- **What to do**:
Return all of the material that follows, keeping each line exactly as it is.
__________
PR #146, opened 2015-08-05
Editor will give a real message error through using a source maps

rsredsq:
There's a still a bug that duktape couldn't execute a file with no EOF, unlikely TS compiler doesn't append an EOF after generating source maps https://github.com/Microsoft/TypeScript/issues/3287
Editor now compiles into /out/ directory, so changed .gitignore to ignore only that folder


Source/AtomicJS/Javascript/JSVM.cpp
```diff
@@ -247,6 +247,42 @@ void JSVM::SendJSErrorEvent(const String& filename)
 
 }
 
+int JSVM::GetRealLineNumber(const String& fileName, const int lineNumber) {
+    int realLineNumber = -1;
+    String map;
+    String path = fileName;
+    if (!path.EndsWith(".js.map"))
+        path += ".js.map";
+    SharedPtr<File> mapFile(GetSubsystem<ResourceCache>()->GetFile(path));
```
JoshEngebretson: Should the be some error checking that the file is indeed open?

Source/AtomicEditor/Application/AEEditorApp.cpp
```diff
@@ -158,9 +158,10 @@ void AEEditorApp::HandleJSError(StringHash eventType, VariantMap& eventData)
     String errFilename = eventData[P_ERRORFILENAME].GetString();
     //String errStack = eventData[P_ERRORSTACK].GetString();
     int errLineNumber = eventData[P_ERRORLINENUMBER].GetInt();
+    int errRealLineNumber = vm_->GetRealLineNumber("AtomicEditor/out/" + errFilename, errLineNumber);
```
JoshEngebretson: Hm, check that the error happened in a source mapped file, somehow?  How does this handle normal JS errors in non-sourcemapped files?

Resources/EditorData/AtomicEditor/Script/jsutils.js
```diff
@@ -1,5 +1,6 @@
 __atomic_acorn = require('./acorn');
 __atomic_beautify = require('./beautify');
+__atomic_sourcemap = require('./source-map');
```
JoshEngebretson: Hah, at least it is consistent in its horribleness :)

Resources/EditorData/AtomicEditor/Script/jsutils.js
```diff
@@ -65,3 +65,10 @@ exports.jsBeautify = function (source) {
 	return __atomic_beautify.js_beautify(source);
 
 }
+
+exports.getRealLineNumber = function (map, line) {
+    var jsonMap = JSON.parse(map);
```
JoshEngebretson: This should speed up with newer Duktape in a bit

Script/AtomicEditor/tsconfig.json
```diff
@@ -5,7 +5,9 @@
         "declaration": false,
         "noImplicitAny": false,
         "removeComments": true,
-        "noLib": false
+        "noLib": false,
+        "outDir": "out/",
+        "sourceMap": true
```
JoshEngebretson: Nice add

Source/AtomicJS/Javascript/JSVM.cpp
rsredsq: https://github.com/rsredsq/AtomicGameEngine/commit/906d84ad1c56991c7b18a3d7795eef6f12045c13 should fix that

Source/AtomicEditor/Application/AEEditorApp.cpp
rsredsq: https://github.com/rsredsq/AtomicGameEngine/commit/906d84ad1c56991c7b18a3d7795eef6f12045c13 should also fix that too

JoshEngebretson:
I am almost hesitant to mention this, but, here is where the source code is loaded on a require call:

https://github.com/AtomicGameEngine/AtomicGameEngine/blob/master/Source/AtomicJS/Javascript/JSRequire.cpp#L135

Would it make sense to append to the EOF?

rsredsq:
@JoshEngebretson 
After a few tests with that bug, I found that it happens because of https://github.com/AtomicGameEngine/AtomicGameEngine/blob/master/Source/Atomic/IO/File.cpp#L542
It adds a '\0' at the end of a string, and duktape gives an error.
Check this please: https://github.com/rsredsq/AtomicGameEngine/commit/89c8584cd18bf8c09c59c42e57b38830ebbccebd
It fixes that, if I change '\0' to just ' ' and add a new line

JoshEngebretson:
Excellent sleuthing!  I am really glad you looked into it and found the culprit!  

Is adding the space strictly necessary or can you just replace the terminating '\0' with '\n'?  I like that it is localized to the JS source loader, there are other places ReadText shouldn't do this, though should return a (unmodified) terminated C string.

JoshEngebretson:
ok to test

PR #190, opened 2015-08-12
Require out/main.js instead of raw evaling it

rsredsq:


Script/AtomicEditor/main.ts
```diff
@@ -3,6 +3,16 @@
...
+    static Editor:Editor;
+
+    static main() {
+        Main.Editor = new Editor();
+    }
+}
+
+Main.main();
+
+export = Main;
```
JoshEngebretson: This export makes it seem like we're requiring this, however we are evaling it.  Let's remove the export = Main, eventually I would like to get main.ts required as this is still causing a Main in the global namespace as we're requiring

JoshEngebretson:
Closing in favor of https://github.com/AtomicGameEngine/AtomicGameEngine/pull/192

PR #212, opened 2015-08-14
Support constructor arguments to JSComponent derived components, whil…

JoshEngebretson:
…e still supporting flat JS components


JoshEngebretson:
@shaddockh This PR may affect you as there is a new way to export "flat JS" components, please see for examples: https://github.com/AtomicGameEngine/AtomicExamples/commit/a85dd69120dfca6617d587790350317035720a5d

Instead of using module.exports to export the component function which takes self, you export the function to the component property of the exports object

Issue #226, opened 2015-08-15
Playerspawn from Tiled imports as Object


LaraEngebretson:
All Entities, Objects and Physics are imported with the name "Object".
<img width="193" alt="tiled_object" src="https://cloud.githubusercontent.com/assets/722928/9290326/c017c924-4342-11e5-8688-ce0fcea78f70.png">

Issue originally reported here: #159

PR #255, opened 2015-08-22
Added custom name for objects in tmx map

rsredsq:


rsredsq:
then #226 could be closed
__________
- **Expected answer**:
PR #146, opened 2015-08-05
Editor will give a real message error through using a source maps

rsredsq:
There's a still a bug that duktape couldn't execute a file with no EOF, unlikely TS compiler doesn't append an EOF after generating source maps https://github.com/Microsoft/TypeScript/issues/3287
Editor now compiles into /out/ directory, so changed .gitignore to ignore only that folder


Source/AtomicJS/Javascript/JSVM.cpp
```diff
@@ -247,6 +247,42 @@ void JSVM::SendJSErrorEvent(const String& filename)
 
 }
 
+int JSVM::GetRealLineNumber(const String& fileName, const int lineNumber) {
+    int realLineNumber = -1;
+    String map;
+    String path = fileName;
+    if (!path.EndsWith(".js.map"))
+        path += ".js.map";
+    SharedPtr<File> mapFile(GetSubsystem<ResourceCache>()->GetFile(path));
```
JoshEngebretson: Should the be some error checking that the file is indeed open?

Source/AtomicEditor/Application/AEEditorApp.cpp
```diff
@@ -158,9 +158,10 @@ void AEEditorApp::HandleJSError(StringHash eventType, VariantMap& eventData)
     String errFilename = eventData[P_ERRORFILENAME].GetString();
     //String errStack = eventData[P_ERRORSTACK].GetString();
     int errLineNumber = eventData[P_ERRORLINENUMBER].GetInt();
+    int errRealLineNumber = vm_->GetRealLineNumber("AtomicEditor/out/" + errFilename, errLineNumber);
```
JoshEngebretson: Hm, check that the error happened in a source mapped file, somehow?  How does this handle normal JS errors in non-sourcemapped files?

Resources/EditorData/AtomicEditor/Script/jsutils.js
```diff
@@ -1,5 +1,6 @@
 __atomic_acorn = require('./acorn');
 __atomic_beautify = require('./beautify');
+__atomic_sourcemap = require('./source-map');
```
JoshEngebretson: Hah, at least it is consistent in its horribleness :)

Resources/EditorData/AtomicEditor/Script/jsutils.js
```diff
@@ -65,3 +65,10 @@ exports.jsBeautify = function (source) {
 	return __atomic_beautify.js_beautify(source);
 
 }
+
+exports.getRealLineNumber = function (map, line) {
+    var jsonMap = JSON.parse(map);
```
JoshEngebretson: This should speed up with newer Duktape in a bit

Script/AtomicEditor/tsconfig.json
```diff
@@ -5,7 +5,9 @@
         "declaration": false,
         "noImplicitAny": false,
         "removeComments": true,
-        "noLib": false
+        "noLib": false,
+        "outDir": "out/",
+        "sourceMap": true
```
JoshEngebretson: Nice add

Source/AtomicJS/Javascript/JSVM.cpp
rsredsq: https://github.com/rsredsq/AtomicGameEngine/commit/906d84ad1c56991c7b18a3d7795eef6f12045c13 should fix that

Source/AtomicEditor/Application/AEEditorApp.cpp
rsredsq: https://github.com/rsredsq/AtomicGameEngine/commit/906d84ad1c56991c7b18a3d7795eef6f12045c13 should also fix that too

JoshEngebretson:
I am almost hesitant to mention this, but, here is where the source code is loaded on a require call:

https://github.com/AtomicGameEngine/AtomicGameEngine/blob/master/Source/AtomicJS/Javascript/JSRequire.cpp#L135

Would it make sense to append to the EOF?

rsredsq:
@JoshEngebretson 
After a few tests with that bug, I found that it happens because of https://github.com/AtomicGameEngine/AtomicGameEngine/blob/master/Source/Atomic/IO/File.cpp#L542
It adds a '\0' at the end of a string, and duktape gives an error.
Check this please: https://github.com/rsredsq/AtomicGameEngine/commit/89c8584cd18bf8c09c59c42e57b38830ebbccebd
It fixes that, if I change '\0' to just ' ' and add a new line

JoshEngebretson:
Excellent sleuthing!  I am really glad you looked into it and found the culprit!  

Is adding the space strictly necessary or can you just replace the terminating '\0' with '\n'?  I like that it is localized to the JS source loader, there are other places ReadText shouldn't do this, though should return a (unmodified) terminated C string.

JoshEngebretson:
ok to test

PR #190, opened 2015-08-12
Require out/main.js instead of raw evaling it

rsredsq:


Script/AtomicEditor/main.ts
```diff
@@ -3,6 +3,16 @@
...
+    static Editor:Editor;
+
+    static main() {
+        Main.Editor = new Editor();
+    }
+}
+
+Main.main();
+
+export = Main;
```
JoshEngebretson: This export makes it seem like we're requiring this, however we are evaling it.  Let's remove the export = Main, eventually I would like to get main.ts required as this is still causing a Main in the global namespace as we're requiring

JoshEngebretson:
Closing in favor of https://github.com/AtomicGameEngine/AtomicGameEngine/pull/192

PR #212, opened 2015-08-14
Support constructor arguments to JSComponent derived components, whil…

JoshEngebretson:
…e still supporting flat JS components


JoshEngebretson:
@shaddockh This PR may affect you as there is a new way to export "flat JS" components, please see for examples: https://github.com/AtomicGameEngine/AtomicExamples/commit/a85dd69120dfca6617d587790350317035720a5d

Instead of using module.exports to export the component function which takes self, you export the function to the component property of the exports object

Issue #226, opened 2015-08-15
Playerspawn from Tiled imports as Object


LaraEngebretson:
All Entities, Objects and Physics are imported with the name "Object".
<img width="193" alt="tiled_object" src="https://cloud.githubusercontent.com/assets/722928/9290326/c017c924-4342-11e5-8688-ce0fcea78f70.png">

Issue originally reported here: #159

PR #255, opened 2015-08-22
Added custom name for objects in tmx map

rsredsq:


rsredsq:
then #226 could be closed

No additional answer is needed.